2A hero’s homecoming.
A tragic misunderstanding.
A dangerous mission.

In a distant land, sundered from Sura, his only friend an exotic girl, Mik Dragonrider must learn where his loyalties lie, and Sura must learn to trust.



3Mik and Sura are growing ever stronger as apprentice sorcerers, but neither foresaw the strains that living in Mik’s hometown would put on their relationship. Torn apart by misunderstanding, Mik volunteers for a hazardous mission in a distant land. Now Sura must learn to trust, and Mik must learn the true meaning of home.

11 comments:

  1. Maybe you should ask your beta readers their input on the book, how would they describe it - you never know how others "see" what you've written. They have a reader's eye and that could help.

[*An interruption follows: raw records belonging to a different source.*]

PR #496, opened 2020-06-12
Support pump&drainer in playground

### LINKED ISSUE #422: support pump & drainer in playground

july2993:
fix #422 

this pr also fix the issue when --host is set as "0.0.0.0".
according to the doc:https://pingcap.com/docs-cn/dev/tiup/tiup-playground/
```
      --host string              设置每个组件的监听地址（默认为 127.0.0.1），如果要提供给别的电脑访问，可设置为 0.0.0.0
```

this actually can't work cause many advertise addr also use "0.0.0.0:<port>"

Note the default config of drainer is replicate to 127.0.0.1:3306, user must set up the downstream itself or provide the custom config for drainer, or drainer will fail to run.

usage example:
run MySQL local at port 3306.

start a playground with:
- tp --pump 3 --drainer 1

check the replication works

in another terminal
- scale-in one pump
- scale-in one drainer
- scale-out one pump
- scale-out one drainer
Screen Shot 2020-06-12 at 4 04 24 PM

### DIFF
--- a/components/playground/instance/drainer.go
+++ b/components/playground/instance/drainer.go
@@ -1,3 +1,16 @@
+// Copyright 2020 PingCAP, Inc.
+//
+// Licensed under the Apache License, Version 2.0 (the "License");
+// you may not use this file except in compliance with the License.
+// You may obtain a copy of the License at
+//
+//     http://www.apache.org/licenses/LICENSE-2.0
+//
+// Unless required by applicable law or agreed to in writing, software
+// distributed under the License is distributed on an "AS IS" BASIS,
+// See the License for the specific language governing permissions and
+// limitations under the License.
+
 package instance
 
 import (
--- a/components/playground/instance/drainer.go
+++ b/components/playground/instance/drainer.go
@@ -1,0 +1,93 @@
+package instance
+
+import (
+	"context"
+	"fmt"
+	"os"
+	"os/exec"
+	"path/filepath"
+	"strings"
+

    An external opinion might put everything into place. I'd go with a + 2:

    What is home, when everything has changed?

    A hero’s homecoming.
    A tragic misunderstanding.
    A dangerous mission.

    In a distant land, sundered from Sura, his only friend an exotic girl, Mik Dragonrider must learn where his loyalties lie, and Sura must learn to trust.

    Good luck and happy writing!

    ReplyDelete
  2. C and 3 for me, no question of it. C hits the main chords (fantasy! romance!) without sounding like a riddle. 3 does the best job of explaining setting, main characters, and the conflict hook in quick strokes, but without making any assumptions of what the reader's read before.

    ReplyDelete
  3. Hiya Larry,

    I guess I'd go c&3. One question though. Is this a modern day or in the past? In 3 when you use the word hometown it makes me think it's in the modern day. Just a question though. ;)

    ReplyDelete
  4. I like Logline C and blurb #2 Although 3 is good too.

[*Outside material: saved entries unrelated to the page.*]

PR #497, opened 2020-06-12
Implement --yank --standalone and --hide in tiup mirror publish|modify

lucklove:

This PR implement `--standalone` `--hide` flag on `tiup mirror publish` and add `tiup mirror modify` subcommand.

The `tiup mirror modify` is used to modify component attrs (hidden, yanked, standalone)


cmd/mirror.go
```diff
@@ -255,6 +337,8 @@ func newMirrorPublishCmd() *cobra.Command {
 	cmd.Flags().StringVarP(&goarch, "arch", "", goarch, "the target system architecture")
 	cmd.Flags().StringVarP(&desc, "desc", "", desc, "description of the component")
 	cmd.Flags().StringVarP(&endpoint, "endpoint", "", endpoint, "endpoint of the server")
+	cmd.Flags().BoolVarP(&standalone, "standalone", "", standalone, "can this component run directly")
+	cmd.Flags().BoolVarP(&hidden, "hide", "", hidden, "is this component visible in list")
```
AstroProfundis, line 341: the help should better be "is this component **invisible** on listing"

cmd/list.go
```diff
@@ -117,11 +117,23 @@ func showComponentList(env *environment.Environment, opt listOptions) (*listResu
...
 
 	localComponents := set.NewStringSet(installed...)
-	for id, comp := range index.Components {
+	compIDs := []string{}
+	for id := range index.Components {
+		compIDs = append(compIDs, id)
+	}
+	sort.Slice(compIDs, func(i, j int) bool {
+		return compIDs[i] < compIDs[j]
+	})
```
lonng, line 126: `sort.String()`

cmd/mirror.go
```diff
@@ -190,13 +193,81 @@ func delComp(repo, id, version string) error {
...
+			if err != nil {
+				return err
+			}
+
+			e := remote.NewEditor(endpoint, args[0]).WithDesc(desc)
+			flagSet := set.NewStringSet()
+			cmd.Flags().Visit(func(f *pflag.Flag) {
+				flagSet.Insert(f.Name)
+			})
+			if flagSet.Exist("standalone") {
```
lonng, line 239: Why not check the bool variable?

pkg/repository/remote/common.go
```diff
@@ -0,0 +1,73 @@
+package remote
```
lonng, line 1: License header is missing.

pkg/repository/remote/modify.go
```diff
@@ -0,0 +1,72 @@
+package remote
```
lonng, line 1: ditto

cmd/mirror.go
lucklove: If a bool value (eg. the --hide flag), is false, we don't know if it's `tiup mirror modify xxx --hide=false` or `tiup mirror modify xxx`. These are two very different semantics, the first one is that we should unhide the component, the second one is that we should do nothing on the hidden field

cmd/mirror.go
```diff
@@ -223,7 +294,26 @@ func newMirrorPublishCmd() *cobra.Command {
 				return err
 			}
 
-			t := remote.New(endpoint, args[0], args[1], args[3]).WithDesc(desc).WithOS(goos).WithArch(goarch)
+			flagSet := set.NewStringSet()
+			cmd.Flags().Visit(func(f *pflag.Flag) {
+				flagSet.Insert(f.Name)
+			})
+			m, err := env.V1Repository().FetchComponentManifest(args[0])
+			if err != nil {
```
lonng, line 302: Do we need to check the error type, e.g: NotFound?

server/handler/component.go
```diff
@@ -46,6 +46,17 @@ func (h *componentSigner) ServeHTTP(w http.ResponseWriter, r *http.Request) {
...
 	sid := mux.Vars(r)["sid"]
 	name := mux.Vars(r)["name"]
+	options := make(map[string]bool)
+
+	for _, opt := range []string{"yanked", "standalone", "hidden"} {
+		if query(r, opt) == "true" {
+			options[opt] = true
+		} else if query(r, opt) == "false" {
+			options[opt] = false
+		}
```
lonng, line 56: The +52 to +56 can be simplified to `options[opt] = query(r, opt) == "true"`

server/handler/component.go
```diff
@@ -46,6 +46,17 @@ func (h *componentSigner) ServeHTTP(w http.ResponseWriter, r *http.Request) {
...
+	}
+
+	fmt.Println(options)
```
lonng, line 59: All output of tiup-server should print to the logger.

server/handler/component.go
```diff
@@ -80,20 +97,58 @@ func (h *componentSigner) sign(r *http.Request, m *model.ComponentManifest) (sr
...
+					URL:        fmt.Sprintf("/%s.json", name),
+					Yanked:     options["yanked"],
+					Standalone: options["standalone"],
+					Hidden:     options["hidden"],
+				}
 			}
-			keys = om.Signed.Owners["pingcap"].Keys
+
+			om.Signed.Components[name] = compItem
 			indexVersion = om.Signed.Version + 1
```
lonng, line 145: The `indexVersion = om.Signed.Version + 1` only be applied if `compExist = false`. It's better to move the L145 to  above L141.

lucklove: We must update component.json when user try to modify that component. Otherwise, people can tamper others' components because they don't need to sign to modify the attributes(hidden, standalone, yanked)

cmd/mirror.go
lucklove: The best way is do so. But it's a little hard to do this in this stage(we didn't define error well yet). So this is a tradeoff.

PR #500, opened 2020-06-15
Reorder imported config priority

lucklove:
The tiup config should always have higher priority
than tiup-ansible ones.

This PR gives tiup config higher priority than imported tidb-ansible config to reduce
the confusion.

I changed the merge methods and let it accept more than one overwrites, it will overwrite the orig with the overwrites one by one, so the latter overwrites have higher priority.

### Check List 

Tests 

 - Unit test


lonng:
It's better to add more tests and attach the manual test result in the PR description.

PR #160, opened 2015-05-02
Fix type_convert()

alyst:
The current behavior of `type_convert()` is not very practical:
 * it automatically converts all the character columns into the guessed type, if none explicitly specified
 * the current implementation of `col_types_full()` works only under the assumption that all columns have guessed type

The PR tries to fix the two issues. However, it only works when the conversion is from character to any other type, if e.g. one needs to convert integer into numeric, it would fail. This needs to be fixed in `type_convert_col()`.

### DIFF
--- a/R/col_types.R
+++ b/R/col_types.R
@@ -77,10 +77,13 @@ col_types_full <- function(col_types, col_names, guessed_types) {
         paste0(bad_names, collapse = ", "), call. = FALSE)
     }
 
-    skip <- setdiff(col_names, names(col_types))
-    if (length(skip) > 0) {
+    # if no names given for guessed_types, assume it matches the col_names order
+    if ( is.null(names(guessed_types)) && length(guessed_types) == length(col_names) )
       names(guessed_types) <- col_names
-      col_types[skip] <- lapply(guessed_types[skip], collector_find)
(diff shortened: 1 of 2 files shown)


hadley:
I don't quite understand the problem - could you please explain in a little more detail?

alyst:
Imagine the workflow when one first reads the data with e.g. `read_tsv()` partially specifying the column types. Then he/she fixes the data and calls `type_convert()` to do additional conversions.

So, by the time `type_convert()` is called, some columns are already non-character (converted by `read_tsv()`) and therefore not guessed, but `col_types_full()` would nevertheless try to convert them and get their type from `guessed_types`. The first commit fixes that by actually checking what columns are in the `guessed_types` list.

The 2nd problem is that `type_convert()` would implicitly try to convert all character columns, even if the user has not requested that. It is fixed by adding `guess` parameter to `type_convert()` in the 2nd commit + fixing the `type_convert()` behaviour when the assumption `names(df) == union(names(col_types), names(guesses))` does not hold.

Still missing is the conversion from non-character types to the type specifies in `col_types`.

hadley:
Could you please file an issue with a minimal reprex? It seems to work ok for me.

PR #178, opened 2015-05-22
Fix a bug in DateTimeParser where compound formats would get parsed as

kmillar:
partial ISO8601 date time format.

### DIFF
--- a/NEWS.md
+++ b/NEWS.md
@@ -17,3 +17,5 @@
 * When guessing field types, and there's no information to go on, use
   character instead of logical (#124, #128).
 
+* Compound formats %D, %F, %R, %X, %T, %x are now parsed correctly, instead of
+  using the ISO8601 parser (#178, @kmillar)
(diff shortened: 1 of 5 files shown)


hadley:
Would you mind explaining how the patch fixes the problem?

kmillar:
Previously there were two overloads of parse in the code: parse(bool) and parse(const std::string&)

In e.g. 
   parse("%m/%d/%y");
you have a 'const char*'

const char* can be converted to bool, and can also be converted to std::string, so either version is possible.

The rules of C++ say that the bool conversion takes precedence, which isn't what you want here.

Generally it's a good idea to only overload functions when the semantics of the function is the same no matter which overload is chosen, otherwise things like this happen.

hadley:
Thanks - that's very useful. I really should rename `parse(bool)` to `parseISO8601()`.

Would you mind adding a bullet to NEWS describing the bug and including `(#178, @kmillar)`

kmillar:
Your rename suggestion is a much better approach.

hadley:
Thanks!

PR #183, opened 2015-05-30
clarify write_* docs (append param).

### LINKED ISSUE #181: write_*(..., append = TRUE) creates new file
if I try to `append` to a __non-existing file__ it creates the file (_silently_).

```r
does_not_exist <- "dne.tsv" # this file/connection does not exist in my working directory
readr::write_tsv(mtcars, does_not_exist, append = TRUE, col_names = TRUE)
```
from `?write_tsv`:
```r
append	  If FALSE, will create a new file. If TRUE, will append to an existing file.
```

I think three options here:

1. simply note the behaviour more precisely in the documentation (this was unexpected for me based on reading it).
2. message / warn user if file did not exist and was created. (my least favourite).
3. additional argument in `write_delim` to make the user declare if they want to _both append if the file exists and create if it does not.

if @hadley thinks this is a thing I can have a go at a PR if that would help.

npjc:
Modified documentation for the `append` param for the `write_*` functions to make it clear that if a file does not previously exist a new file is created.

This is to address / fix #181 .

### DIFF
--- a/R/write.R
+++ b/R/write.R
@@ -16,8 +16,9 @@
 #' @param x A data frame to write to disk
 #' @param path Path to write to. If \code{""} will return the csv file as
 #'   a string.
-#' @param append If \code{FALSE}, will create a new file. If \code{TRUE},
-#'   will append to an existing file.
+#' @param append If \code{FALSE}, will overwrite existing file. If \code{TRUE},
+#'   will append to existing file. In both cases, if file does not exist a new
+#'   file is created.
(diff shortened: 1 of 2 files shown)


npjc:
@hadley PTAL when you get a chance. I'm not understanding why this is failing on travis. It passes locally.

npjc:
re-open synched with new upstream master.

npjc:
@hadley refreshed this to be up-to-date to upstream/master.

hadley:
Thanks!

    I've been working on a blurb for my YA and it's a big PITA! Slowly getting there though. Having people rip into it so I can rewrite it.

    ReplyDelete
  5. Thanks for the comments, people — keep 'em coming! Details are good, too. For completeness, I'm including votes from Twitter in this comment:

    @LacyLGonzales: B and 3

    @1FantasyFanatic: For loglines don't use b, a is the best written but somewhat generic. C applies the most. :)

    @Michael_A_Tate: loglines a and b were pretty catchy. I needed a couple passes on 1 and 2: 3 was nice and clear but lacked pop.

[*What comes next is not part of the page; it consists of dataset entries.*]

Issue #125, opened 2015-04-13
Multiple strings for missing values


TonyLadson:
I'm working on files that use many different strings to specify missing values e.g. "" (blank), NA, na, nr, nd. read_csv seems to only allow a single string.

    read_csv("x,y\n1,2\n3,4\nna,NA", na = c('NA','na'))
    Error: expecting a single value

It would be great if I could include multiple strings in the specification of missing values.

Thank you for all your work on readr.  It is very fast.

rpruim:
I'll second this motion.

hadley:
(This is the flip side of #114)

jennybc:
:+1:

mdlincoln:
:+1: on this, and again on #114 :smile:

Issue #114, opened 2015-04-10
na="" not working for type 'c' columns


bearloga:
Trying to read the CSV from the [Planned Parenthood competition](http://www.drivendata.org/competitions/6/) (can be downloaded by signing up)
```
R> col_types <- 'icn...nc...c' # shortened for GitHub
R> train_data <- read_csv('train_values.csv',col_types=col_types,na="")
```
Checking for empty string values:
```
R> train_data[,1370:1379] %>% apply(2,. %>% { .=="" } %>% sum)
c_1368 c_1369 c_1370 c_1371 c_1372 c_1373 c_1374 c_1375 c_1376 c_1377 
 14639  14561  13925  14642      4  13830   8852  13623  14636  11071 
```
Checking for NA values:
```
R> train_data[,1370:1379] %>% apply(2,. %>% is.na %>% sum)
c_1368 c_1369 c_1370 c_1371 c_1372 c_1373 c_1374 c_1375 c_1376 c_1377 
     0      0      0      0      0      0      0      0      0      0 
```
Comparing **n**umeric and **c**haracter type columns:
```
R> train_data[,115:125] %>% apply(2,. %>% is.na %>% sum)
n_0112 n_0113 n_0114 n_0115 o_0116 o_0117 o_0118 o_0119 o_0120 o_0121 o_0122 
 14594  12785  13833  14494      0      0      0      0      0      0      0 

R> train_data[,115:125] %>% apply(2,. %>% { .=="" } %>% sum)
n_0112 n_0113 n_0114 n_0115 o_0116 o_0117 o_0118 o_0119 o_0120 o_0121 o_0122 
    NA     NA     NA     NA  14322  14643  14597  14557     39  14643  14635 
```
Is this intended behavior?

hadley:
Simple reproducible example:

```R
read_csv("x,y
,
a,b", na = "")
```

This appears to be by design - I was using "" to indicate that you didn't want any missing values.

mdlincoln:
If so, then how do you indicate that you *do* want NAs for missing values in your character type columns, rather than empty strings as seems to be the current default behavior:

```R
read_csv("x,y
,
a,b")
```

```
Source: local data frame [2 x 2]

  x y
1    
2 a b
```

hadley:
I should've been clear that's its a bad design, and I'll fix it ;)

bearloga:
Awesome! Thank you for fixing this!

PR #214, opened 2015-07-07
Allow multiple strings for missing values and correctly treat na = ""

andres-s:
Addresses #125 and #114.

I tried to follow the conventions of `utils::read.table`, namely `na = NULL` indicates no missing values while `na = ""` indicates that empty strings should be interpreted as missing values:

```r
example = "a,b
1,foo
,
"

f = textConnection(example)
read.csv(f, colClasses = c(a = "integer", b = "character"), na.strings = NULL)
#>    a   b
#> 1  1 foo
#> 2 NA    
close(f)

f = textConnection(example)
read.csv(f, colClasses = c(a = "integer", b = "character"), na.strings = "")
#>    a    b
#> 1  1  foo
#> 2 NA <NA>
close(f)
```

The implementation of `Token::flagNA` is a simple loop, I'm happy to do a performance comparison with less naive implementations if the behaviour is correct (although I suspect that the simple loop will win for small numbers of `na` strings).

### DIFF
--- a/NEWS.md
+++ b/NEWS.md
@@ -17,3 +17,5 @@
 * When guessing field types, and there's no information to go on, use
   character instead of logical (#124, #128).
 
+* Multiple strings can now be specified to indicate missing values (#125).
+  Specifying `na = ""` now works as expected with character columns (#114).
--- a/NEWS.md
+++ b/NEWS.md
@@ -17,5 +17,7 @@
 * When guessing field types, and there's no information to go on, use
   character instead of logical (#124, #128).
 
-* Multiple strings can now be specified to indicate missing values (#125).
+* Multiple strings can now be specified to indicate missing values (#125), and
+  the default for missing strings has been changed to `na = c("", "NA")`.
   Specifying `na = ""` now works as expected with character columns (#114).
+  
--- a/R/tokenizer.R
+++ b/R/tokenizer.R
@@ -35,7 +35,7 @@ NULL
 #' @export
 #' @rdname Tokenizers
 #' @param na Character vector of strings to use for missing values. Set this
-#'   option to \code{NULL} to indicate no missing values.
+#'   option to \code{character()} to indicate no missing values.
 #' @param delim Single character used to separate fields within a record.
 #' @param quote Single character used to quote strings.
 #' @param escape_double Does the file escape quotes by doubling them?
--- a/R/tokenizer.R
+++ b/R/tokenizer.R
@@ -34,7 +34,8 @@ NULL
 
 #' @export
 #' @rdname Tokenizers
-#' @param na String to use for missing values.
+#' @param na Character vector of strings to use for missing values. Set this
+#'   option to \code{NULL} to indicate no missing values.
 #' @param delim Single character used to separate fields within a record.
 #' @param quote Single character used to quote strings.
 #' @param escape_double Does the file escape quotes by doubling them?
--- a/src/Token.h
+++ b/src/Token.h
@@ -86,10 +86,10 @@ public:
 
     std::vector<std::string>::iterator it;
     for (it = NA.begin(); it != NA.end(); ++it) {
-      if ((size_t) (end_ - begin_) != (*it).size())
+      if ((size_t) (end_ - begin_) != it->size())
         continue;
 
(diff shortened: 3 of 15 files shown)


R/tokenizer.R
```diff
@@ -34,7 +34,8 @@ NULL
 
 #' @export
 #' @rdname Tokenizers
-#' @param na String to use for missing values.
+#' @param na Character vector of strings to use for missing values. Set this
```
hadley: I think it would be slightly simpler to use `character()` (i.e. a zero length character vector)` to indicate no missings

And maybe the default value for na should become `c("", "NA")`?

hadley:
This looks great! Apart from the changes mentioned in line, could you please also add a bullet point to `NEWS`, and look into why travis is failing?

R/tokenizer.R
andres-s: Happy to make both changes. `utils::read.csv` has `na.strings = "NA"` by default:
```r
example = "a,b
1,foo
,
"
f = textConnection(example)
read.csv(f, colClasses=c(a="integer", b="character"))
#>    a   b
#> 1  1 foo
#> 2 NA    
close(f)
```
As you can see though, it turns empty values into `NA` where the column type is logical, integer or numeric, so I think extending the same behaviour to character columns by default is pretty reasonable.

andres-s:
Travis *was* failing because the [package version was insufficient](https://travis-ci.org/hadley/readr/builds/69886769#L1752). I cheekily amended the last commit to also bump the version to 0.1.1.9000 and the build is now passing... shall I drop the version back down to 0.1.0.9000 or keep it up? Note that at least one other [open pull request](https://github.com/hadley/readr/pull/183) is failing to build because of the same issue: https://travis-ci.org/hadley/readr/builds/67054495#L1666.

hadley:
Ah, that was because of the CRAN brouhaha. I've bumped in the master branch.

R/tokenizer.R
hadley: Yeah, that makes sense to me too.

andres-s:
OK, I've updated `NEWS`, the default `na` option, changed `NULL` to `character()` and rebased. Let me know if there are any other adjustments to be made and I'll polish them off tomorrow.

NEWS.md
```diff
@@ -17,3 +17,5 @@
 * When guessing field types, and there's no information to go on, use
   character instead of logical (#124, #128).
 
+* Multiple strings can now be specified to indicate missing values (#125).
```
hadley: Maybe also mention the default has changed?

src/Token.h
```diff
@@ -82,14 +82,19 @@ class Token {
...
+  Token& flagNA(std::vector<std::string> NA) {
 
-    if (strncmp(begin_, &NA[0], NA.size()) != 0)
-      return *this;
+    std::vector<std::string>::iterator it;
+    for (it = NA.begin(); it != NA.end(); ++it) {
+      if ((size_t) (end_ - begin_) != (*it).size())
+        continue;
+
+      if (strncmp(begin_, &(*it)[0], (*it).size()) == 0) {
```
hadley: I think `it->size()` would be a bit simpler, and I assume you can simplify the other expression similarly. (`it->data()` maybe?)

src/Tokenizer.cpp
```diff
@@ -14,7 +14,14 @@ TokenizerPtr Tokenizer::create(List spec) {
   if (subclass == "tokenizer_delim") {
     char delim = as<char>(spec["delim"]);
     char quote = as<char>(spec["quote"]);
-    std::string na = as<std::string>(spec["na"]);
+
+    std::vector<std::string> na;
+    if (Rf_isNull(spec["na"])) {
```
hadley: I think you can drop this check now

src/Token.h
andres-s: Huh, I thought I would get a type error because `it->data()` would return a `std::string` pointer, but `strncmp` would expect a `char` pointer, but it works. I guess `std::string` is secretly `char[]` or something.

andres-s:
Thanks for picking up those points, I've made the changes and the code is much cleaner now.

    Adriana, one of my beta readers weighed in here, and emailed me a suggested rewrite. So I'm getting good feedback, which is what I wanted!

    Keep the votes coming, folks — even more so, what influenced your choice…

    ReplyDelete
  6. c), because it's the only one that gives us a tangible idea of the plot. a) and b) could just as easily describe The Great Gatsby.

    3), because it's also the most concrete and sets up some understandable relationships and plot advancement. It's very comprehensible.

    ReplyDelete
  7. C because it is catchy

    and 2 because I like the "In a distant land..." line. Plus it's sounds like a line from a blockbuster movie trailer :).

    ReplyDelete
  8. I like c and #1. I know loglines are short, but you still need to hint at plot, and the first two could apply to any story. C is much more specific.

    I actually dislike #2 because it sounds like a movie trailer. So, matter of taste. But #2 is also a bit vague at the beginning, and specificity is usually what grabs people.

    ReplyDelete

Comments are welcome, and they don't have to be complimentary. I delete spam on sight, but that's pretty much it for moderation. Long off-topic rants or unconstructive flamage are also candidates for deletion but I haven’t seen any of that so far.

I have comment moderation on for posts over a week old, but that’s so I’ll see them.